Activity | Below is a set of records; restate each one word for word.

[Opening Provided data section]

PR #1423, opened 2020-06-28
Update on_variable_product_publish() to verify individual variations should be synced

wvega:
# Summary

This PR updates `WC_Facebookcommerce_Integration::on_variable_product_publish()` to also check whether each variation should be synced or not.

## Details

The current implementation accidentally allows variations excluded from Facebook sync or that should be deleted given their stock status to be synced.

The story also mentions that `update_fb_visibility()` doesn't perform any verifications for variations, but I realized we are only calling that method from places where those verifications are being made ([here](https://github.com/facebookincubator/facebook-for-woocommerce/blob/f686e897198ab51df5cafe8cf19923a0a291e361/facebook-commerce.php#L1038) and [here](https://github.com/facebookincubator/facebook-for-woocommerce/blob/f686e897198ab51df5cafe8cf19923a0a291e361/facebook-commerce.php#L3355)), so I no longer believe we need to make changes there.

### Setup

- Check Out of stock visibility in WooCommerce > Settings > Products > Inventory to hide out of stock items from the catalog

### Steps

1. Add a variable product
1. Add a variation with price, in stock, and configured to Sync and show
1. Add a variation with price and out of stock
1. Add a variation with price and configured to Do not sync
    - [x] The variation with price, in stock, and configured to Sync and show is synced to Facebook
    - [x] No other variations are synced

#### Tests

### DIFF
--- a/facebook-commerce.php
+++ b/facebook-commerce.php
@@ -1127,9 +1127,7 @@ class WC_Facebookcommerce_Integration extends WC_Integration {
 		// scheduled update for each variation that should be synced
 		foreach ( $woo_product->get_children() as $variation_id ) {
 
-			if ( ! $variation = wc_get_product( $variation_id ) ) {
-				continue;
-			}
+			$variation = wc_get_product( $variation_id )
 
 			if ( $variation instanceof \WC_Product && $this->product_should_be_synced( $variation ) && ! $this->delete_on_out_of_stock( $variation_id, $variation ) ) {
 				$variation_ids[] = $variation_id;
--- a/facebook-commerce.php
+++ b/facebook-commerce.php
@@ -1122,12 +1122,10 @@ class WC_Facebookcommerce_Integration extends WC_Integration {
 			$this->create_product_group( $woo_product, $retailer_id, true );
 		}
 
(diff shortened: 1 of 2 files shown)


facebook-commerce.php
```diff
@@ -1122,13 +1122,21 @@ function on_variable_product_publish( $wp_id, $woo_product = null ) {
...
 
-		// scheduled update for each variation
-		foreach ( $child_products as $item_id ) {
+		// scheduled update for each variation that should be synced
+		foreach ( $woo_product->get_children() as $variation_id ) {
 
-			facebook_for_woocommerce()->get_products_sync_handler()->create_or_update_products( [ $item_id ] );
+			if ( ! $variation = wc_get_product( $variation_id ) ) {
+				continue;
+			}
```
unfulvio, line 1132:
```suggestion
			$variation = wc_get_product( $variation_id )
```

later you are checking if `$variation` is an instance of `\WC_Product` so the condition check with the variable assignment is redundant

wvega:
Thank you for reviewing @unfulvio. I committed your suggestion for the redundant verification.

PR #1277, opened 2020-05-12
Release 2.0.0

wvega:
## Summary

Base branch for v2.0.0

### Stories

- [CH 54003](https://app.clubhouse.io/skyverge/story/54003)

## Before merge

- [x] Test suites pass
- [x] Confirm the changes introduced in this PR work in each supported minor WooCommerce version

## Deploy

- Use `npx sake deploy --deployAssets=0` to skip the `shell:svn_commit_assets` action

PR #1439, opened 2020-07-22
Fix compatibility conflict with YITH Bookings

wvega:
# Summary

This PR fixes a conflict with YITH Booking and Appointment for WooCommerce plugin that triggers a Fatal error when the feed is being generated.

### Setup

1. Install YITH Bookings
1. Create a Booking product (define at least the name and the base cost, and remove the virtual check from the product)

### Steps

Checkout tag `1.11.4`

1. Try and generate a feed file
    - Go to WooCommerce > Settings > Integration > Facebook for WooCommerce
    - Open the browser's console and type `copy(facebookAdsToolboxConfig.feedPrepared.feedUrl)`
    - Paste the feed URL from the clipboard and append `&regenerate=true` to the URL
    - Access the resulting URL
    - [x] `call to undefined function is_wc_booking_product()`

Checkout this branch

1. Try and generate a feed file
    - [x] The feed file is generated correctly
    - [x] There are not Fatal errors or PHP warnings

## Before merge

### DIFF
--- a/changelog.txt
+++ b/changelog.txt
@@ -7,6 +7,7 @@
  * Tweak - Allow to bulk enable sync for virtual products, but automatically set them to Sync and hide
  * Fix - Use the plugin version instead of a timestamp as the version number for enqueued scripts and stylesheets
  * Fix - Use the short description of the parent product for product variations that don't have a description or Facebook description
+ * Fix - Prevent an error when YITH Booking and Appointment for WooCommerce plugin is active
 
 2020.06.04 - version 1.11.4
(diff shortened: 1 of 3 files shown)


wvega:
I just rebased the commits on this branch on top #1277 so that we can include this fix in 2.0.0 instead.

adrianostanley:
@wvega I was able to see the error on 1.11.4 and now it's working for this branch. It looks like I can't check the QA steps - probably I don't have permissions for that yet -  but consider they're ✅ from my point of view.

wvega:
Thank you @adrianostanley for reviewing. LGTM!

[Closing Provided data section]

Answer space |
PR #1423, opened 2020-06-28
Update on_variable_product_publish() to verify individual variations should be synced

wvega:
# Summary

This PR updates `WC_Facebookcommerce_Integration::on_variable_product_publish()` to also check whether each variation should be synced or not.

## Details

The current implementation accidentally allows variations excluded from Facebook sync or that should be deleted given their stock status to be synced.

The story also mentions that `update_fb_visibility()` doesn't perform any verifications for variations, but I realized we are only calling that method from places where those verifications are being made ([here](https://github.com/facebookincubator/facebook-for-woocommerce/blob/f686e897198ab51df5cafe8cf19923a0a291e361/facebook-commerce.php#L1038) and [here](https://github.com/facebookincubator/facebook-for-woocommerce/blob/f686e897198ab51df5cafe8cf19923a0a291e361/facebook-commerce.php#L3355)), so I no longer believe we need to make changes there.

### Setup

- Check Out of stock visibility in WooCommerce > Settings > Products > Inventory to hide out of stock items from the catalog

### Steps

1. Add a variable product
1. Add a variation with price, in stock, and configured to Sync and show
1. Add a variation with price and out of stock
1. Add a variation with price and configured to Do not sync
    - [x] The variation with price, in stock, and configured to Sync and show is synced to Facebook
    - [x] No other variations are synced

#### Tests

### DIFF
--- a/facebook-commerce.php
+++ b/facebook-commerce.php
@@ -1127,9 +1127,7 @@ class WC_Facebookcommerce_Integration extends WC_Integration {
 		// scheduled update for each variation that should be synced
 		foreach ( $woo_product->get_children() as $variation_id ) {
 
-			if ( ! $variation = wc_get_product( $variation_id ) ) {
-				continue;
-			}
+			$variation = wc_get_product( $variation_id )
 
 			if ( $variation instanceof \WC_Product && $this->product_should_be_synced( $variation ) && ! $this->delete_on_out_of_stock( $variation_id, $variation ) ) {
 				$variation_ids[] = $variation_id;
--- a/facebook-commerce.php
+++ b/facebook-commerce.php
@@ -1122,12 +1122,10 @@ class WC_Facebookcommerce_Integration extends WC_Integration {
 			$this->create_product_group( $woo_product, $retailer_id, true );
 		}
 
(diff shortened: 1 of 2 files shown)


facebook-commerce.php
```diff
@@ -1122,13 +1122,21 @@ function on_variable_product_publish( $wp_id, $woo_product = null ) {
...
 
-		// scheduled update for each variation
-		foreach ( $child_products as $item_id ) {
+		// scheduled update for each variation that should be synced
+		foreach ( $woo_product->get_children() as $variation_id ) {
 
-			facebook_for_woocommerce()->get_products_sync_handler()->create_or_update_products( [ $item_id ] );
+			if ( ! $variation = wc_get_product( $variation_id ) ) {
+				continue;
+			}
```
unfulvio, line 1132:
```suggestion
			$variation = wc_get_product( $variation_id )
```

later you are checking if `$variation` is an instance of `\WC_Product` so the condition check with the variable assignment is redundant

wvega:
Thank you for reviewing @unfulvio. I committed your suggestion for the redundant verification.

PR #1277, opened 2020-05-12
Release 2.0.0

wvega:
## Summary

Base branch for v2.0.0

### Stories

- [CH 54003](https://app.clubhouse.io/skyverge/story/54003)

## Before merge

- [x] Test suites pass
- [x] Confirm the changes introduced in this PR work in each supported minor WooCommerce version

## Deploy

- Use `npx sake deploy --deployAssets=0` to skip the `shell:svn_commit_assets` action

PR #1439, opened 2020-07-22
Fix compatibility conflict with YITH Bookings

wvega:
# Summary

This PR fixes a conflict with YITH Booking and Appointment for WooCommerce plugin that triggers a Fatal error when the feed is being generated.

### Setup

1. Install YITH Bookings
1. Create a Booking product (define at least the name and the base cost, and remove the virtual check from the product)

### Steps

Checkout tag `1.11.4`

1. Try and generate a feed file
    - Go to WooCommerce > Settings > Integration > Facebook for WooCommerce
    - Open the browser's console and type `copy(facebookAdsToolboxConfig.feedPrepared.feedUrl)`
    - Paste the feed URL from the clipboard and append `&regenerate=true` to the URL
    - Access the resulting URL
    - [x] `call to undefined function is_wc_booking_product()`

Checkout this branch

1. Try and generate a feed file
    - [x] The feed file is generated correctly
    - [x] There are not Fatal errors or PHP warnings

## Before merge

### DIFF
--- a/changelog.txt
+++ b/changelog.txt
@@ -7,6 +7,7 @@
  * Tweak - Allow to bulk enable sync for virtual products, but automatically set them to Sync and hide
  * Fix - Use the plugin version instead of a timestamp as the version number for enqueued scripts and stylesheets
  * Fix - Use the short description of the parent product for product variations that don't have a description or Facebook description
+ * Fix - Prevent an error when YITH Booking and Appointment for WooCommerce plugin is active
 
 2020.06.04 - version 1.11.4
(diff shortened: 1 of 3 files shown)


wvega:
I just rebased the commits on this branch on top #1277 so that we can include this fix in 2.0.0 instead.

adrianostanley:
@wvega I was able to see the error on 1.11.4 and now it's working for this branch. It looks like I can't check the QA steps - probably I don't have permissions for that yet -  but consider they're ✅ from my point of view.

wvega:
Thank you @adrianostanley for reviewing. LGTM!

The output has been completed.